РАЗЫСКИВАЕТСЯ
Леора Флинт
по подозрению в убийстве
рассказчицы Мел.
На площади один за другим звучат крики негодования, резкие и короткие, как взрывы петард. Ошарашенно моргнув, я ещё раз читаю плакат. Надо бежать, знаю, но стою, будто парализованная леденящим кровь словом… «убийство».
Наконец, будто расслышав призывы разума, тело вновь соглашается повиноваться, и я медленно ухожу с площади, сворачиваю на мощённую булыжником улицу и, оказавшись на безопасном расстоянии от толпы, пускаюсь бегом. Я мчусь домой, каждую минуту ожидая услышать за спиной топот погони.
– Мама, как же так? Она не умерла. Этого не может быть. Скажи мне, скажи, что этого не может быть, – бормочу я сквозь рыдания, уткнувшись маме в плечо.
Никому не спрятаться от проклятия, которое я несу в себе. Всем, кто мне дорог, я приношу зло. Но как же Мел? Она совсем другая – сильная, уверенная, её с детства растили и воспитывали как избранную, наравне с правителями. Отважная рассказчица хладнокровно шла на риск, потому что знала: она не такая, как все, с ней ничего не случится.

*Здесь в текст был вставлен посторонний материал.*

PR #12676, opened 2021-09-29
Fix changelogs

hashishaw:
Fix is not a valid release-note type


Monkeychip (approved):
Thank you! Sorry about the spelling mistake!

– Ты не оставишь меня, правда? – всхлипываю я.
И мама утешает меня, говорит то, что мне так хочется услышать.
– Я никуда не денусь. Я здесь, с тобой, и так будет всегда, – шепчет она.
Её слова нежные и мягкие, их хочется слушать бесконечно, от них тепло, однако, подобно сдобному печенью Себа, они могут вдруг рассыпаться в прах.
Меня ищут. Стучат в дверь и спрашивают маму, где я. Поспешно обыскивают дом. Я пережидаю налёт в потайном уголке, где пряталась в детстве: под самой крышей, в огромном пыльном сундуке.
Когда ищейки уходят, мама умоляет меня отдохнуть, остаться до утра, как следует подумать и решить, что делать дальше. Спорить не хочется, и я соглашаюсь. Мама вскоре засыпает, зарывшись головой в подушку.
«Когда же я в последний раз рисовала? Очень давно».
При свете настольной лампы я устраиваюсь на кровати, поджав ноги, и открываю блокнот Мел. Сглатываю слёзы и нежно касаюсь гладких страниц кончиками пальцев, прежде чем собираюсь с силами провести первую линию. Мне надо подумать. А когда я рисую, думается лучше всего. Прокручивая в голове новую историю о сёстрах, которую записала Мел, я набрасываю иллюстрации. Вот сёстры сидят рядом, и фрагменты их историй возникают один за другим, как в странном танце.
Сначала образы сталкиваются, звучат диссонансом, как разные мнения и противоположные взгляды на одни и те же события. На левой половине страницы – отец улыбается и трогательно взмахивает рукой в такт песне, которую поёт дочь. На другой половине – ужасный монстр неистово рычит над дрожащей всем телом девочкой. Чем дольше я думаю и рисую, тем больше возникает гармонии в образах на белых листах блокнота. Вот домик в лесу под сенью высоких деревьев, торчащие во все стороны ветви постепенно тянутся друг к другу, сплетаются в покрывало, в карандашных росчерках угадываются длинные локоны, волна за волной свитые в косы.
«Если плакат на площади лжёт в одном, то разве не может он лгать и в другом? Что, если Мел жива? Да, мэр Лонгсайт и Джек Минноу предпочли бы видеть рассказчицу мёртвой, и у них на то найдётся тысяча причин. Мел долгие годы пользовалась их доверием как равная. Рассказчица слишком много знает и о мэре, и о его помощнике, ей известны все их секреты. Конечно, они без колебаний заставили бы её замолчать. Однако, пока я не увижу тело или книгу из кожи рассказчицы, ничто не убедит меня в её смерти. Впрочем, строго говоря, у меня нет причин менять планы: будь Мел на том свете или на этом, она предпочла бы видеть, как я сражаюсь».
Вытирая мокрые от слёз щёки, я на цыпочках крадусь вниз, за сумкой. Потом так же осторожно проскальзываю в мамину спальню и кладу папину книгу на подушку. Пусть, открыв глаза, мама сразу же её увидит.
Глава тридцать третья
Я просыпаюсь в предрассветных сумерках, точно зная, что делать. Всё из-за того, что правила изменились, а я всё та же. Я играю в другую игру. Глупо пытаться предугадать шаги мэра Лонгсайта, основываясь на том, каким он был раньше, когда власть означала для него превосходство во всём. Тогда мэр воплощал в себе силу, мудрость, всё самое лучшее. И его целью – что вполне логично – было уничтожение пустых. Разве это не отличный способ доказать силу и объявить о своих намерениях?